# Parachute regiment



## Guest (Feb 1, 2011)

So having been unemployed for a month and sick of it, last week I put in an application to join the army. (it's not the only reason, been considering it for a year or two now)

I put down my first choice as parachute regiment (my dad was 2 para) and my only choice as the parachute regiment.

Currently pretty fit, can run the 1.5mile in 9:30 (only been running a couple weeks so will knock that down sharpish to sub 9min)

Just went for a run, did 7.5 miles on hilly roads in an hour, also did some sprints up and down steps in Torquay harbour (200 x 3)

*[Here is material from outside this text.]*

PR #188, opened 2026-07-22
fix(crawl,classify,generate): deterministic mapping + stable classification (LAB-4678 Phase 0)

logan-bayless:
## Summary

Phase 0 of LAB-4678. Makes a Vespasian scan's emitted API surface a deterministic function of a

I've stopped MMA as i'm always getting injured and a sore foot/knee will impact my running too much, so it's on a backburner for now, doing bodyweight circuits instead

Current plan is more or less this

morning evening

3 mile run, circuits

5 mile run, circuits

7.5 mile run, circuits

rest

repeat.

not always 3 days on the trot, sometimes needed a rest day after day two if i've not slept well or feeling sore. trying not to get injured is the most important thing

we got any current/ex paras or marines or anyone like that who's got any hints/tips for getting fit enough, things to focus on etc? Would appreciate the help


----------



## Simon01 (Feb 23, 2009)

All i can say to you mate is train train train. Concentrate on your cardio mate. How old are you?


----------



## 44carl44 (Apr 24, 2013)

Yeh no point in just running and sprinting you need to get some weight on your back.


----------



## Simon01 (Feb 23, 2009)

44carl44 said:


> Yeh no point in just running and sprinting you need to get some weight on your back.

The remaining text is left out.